Phase 7: Config And Doctor Cleanup

  • keep talk.provider and talk.providers.* as speech/STT/TTS config
  • keep realtime voice selectors under talk.realtime
  • make talk.config return only resolved effective provider data
  • repair legacy realtime placement in doctor
  • document that runtime startup does not guess or rewrite config
  • update SDK migration, Gateway protocol, Talk node, Control UI, and TTS docs

Exit criteria: no second speech namespace, no startup migrations, and no ambiguous active provider in talk.config.

Phase 8: Delete The Retired Stack

  • remove /voiceclaw/realtime
  • delete src/gateway/voiceclaw-realtime/
  • remove request-time instructionsOverride
  • remove old RPC handlers, scopes, broadcast guards, protocol schemas, generated clients, docs, and UI calls
  • keep old names only in explicit migration tables and negative tests

Exit criteria: repository search finds removed public names only in migration notes or tests that assert absence.

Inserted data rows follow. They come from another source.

PR #557, opened 2021-04-17
Fix failing unit tests

erijo:
Fix warnings/error in unittests.

### DIFF
--- a/src/unity.c
+++ b/src/unity.c
@@ -445,7 +445,7 @@ void UnityPrintFloat(const UNITY_DOUBLE input_number)
 
         /* build up buffer in reverse order */
         digits = 0;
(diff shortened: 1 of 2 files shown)


src/unity.c
```diff
@@ -445,7 +445,7 @@ void UnityPrintFloat(const UNITY_DOUBLE input_number)
 
         /* build up buffer in reverse order */
         digits = 0;
-        while ((n != 0) || (digits < (decimals + 1)))
```
KalleDK, line 448: Do you need this check at all ? As digits is always zero and decimals can't be less than zero?

erijo: digits is incremented in the loop.

KalleDK: Argh my bad for missing that! Just smile and wave boys :D

PR #578, opened 2021-09-18
'Reformat' branch

Kochise:
Indent changed to TAB (more flexible and more compact)
Macro renamed (better visual context)
Macro moved (grouping message and type)
Added embedded framework (specific code)
Added logging (target to configure)


Kochise:
Ok, might be ok, do whatever with it.

These changes have been around on my hd since 2013/2014 (in C++ though), converted them into C in 2017, made some changes in early 2019 without pushing them up, lagged behind for another couple of years, now I synced them with the recent changes and it's in the wild.

I may add a few more tiny enhancements in the following days.

mvandervoord:
Hm. 

I appreciate all the work you've put into this. I suspect there is some good stuff in here, but I'll have to sift through it. 

We have a coding standard which your recent changes conflict with, so we won't be accepting changes that conflict with that. 

We have thousands of active users, so won't be merging naming changes that aren't there for a good reason.

I see you've added a different fixture. It seems to mostly reproduce the fixture that exists in options already, but with different function names... I'll dig into that in more detail to see if there are some gems there.

Thanks for the snapshot. I know how tools evolve to meet your own needs and I appreciate your sharing where you've ended up. I appreciate the opportunity to compare your snapshot to our own evolution and borrow some of it!

Kochise:
No problem, I've added `unity_legacy.h` to avoid breaking existing code.

Yeah, as I said, do whatever you want, it's been a pleasure to work on you code, so clean and concise. It's amazing how much it is reliable and well known in the industry.

The PLAN/FIXT/CASE/STEP was for a complete framework to structure unit testing and automate their execution, collect results and conclude in a hierarchical manner. Syntax might be weird at first, but it's pretty effective. No threading support, though.

Regards.

Kochise:
Btw, feel free to ask me anything about this code.

The naming changes were mostly for visual context (double underscores to help spot the asserts' types) and coherence (EQUAL first, EQUAL_ARRAY then EQUAL_EACH, all starting with EQUAL, same for WITHIN).

I've also added some missing macros, but not all (NOT_EQUAL_BITx for instance).

mvandervoord:
Likely will cherry-pick ideas from this, but these fixes are far too broad and we won't be merging to the main project.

Test And Verification Plan

The full matrix lives in Talk refactor execution checklist. The required proof areas are:

  • protocol and generated clients expose only the final Talk API
  • Gateway tests cover every talk.client.* and talk.session.* method
  • UI tests prove browser WebRTC, provider WebSocket, and relay paths use the final API
  • native tests prove managed-room push-to-talk cleanup, replacement, and event flow
  • Voice Call and meeting tests prove early speech, barge-in, output state, and cancellation behavior
  • config tests prove talk.config reports only resolved effective provider data
  • architecture searches prove removed RPCs, events, endpoint, folder, and instruction override stay gone
  • docs, protocol generation, SDK API checks, Android tests, build, and pnpm check:changed pass before push

Definition Of Done

The refactor is complete when:

  • final API is the only advertised public API
  • removed RPCs are gone from handlers, scopes, method lists, schemas, generated clients, docs, and UI
  • removed event channels are gone
  • retired realtime HTTP endpoint is gone
  • retired realtime folder is gone
  • browser Talk works through talk.client.* or talk.session.*
  • native Talk works through session events
  • streaming STT works through talk.session.*
  • TTS one-shot remains talk.speak
  • walkie-talkie works through managed-room sessions
  • Voice Call and meetings use shared events and cancellation semantics
  • cancellation aborts underlying work
  • event envelopes are consistent
  • config migration is handled by doctor
  • tests prove the deleted API cannot accidentally return

Supporting details:

The end state: one Talk system, a small public API, provider-owned vendor logic, surface-owned IO, and a Gateway core that owns policy, events, sessions, turns, cancellation, and observability.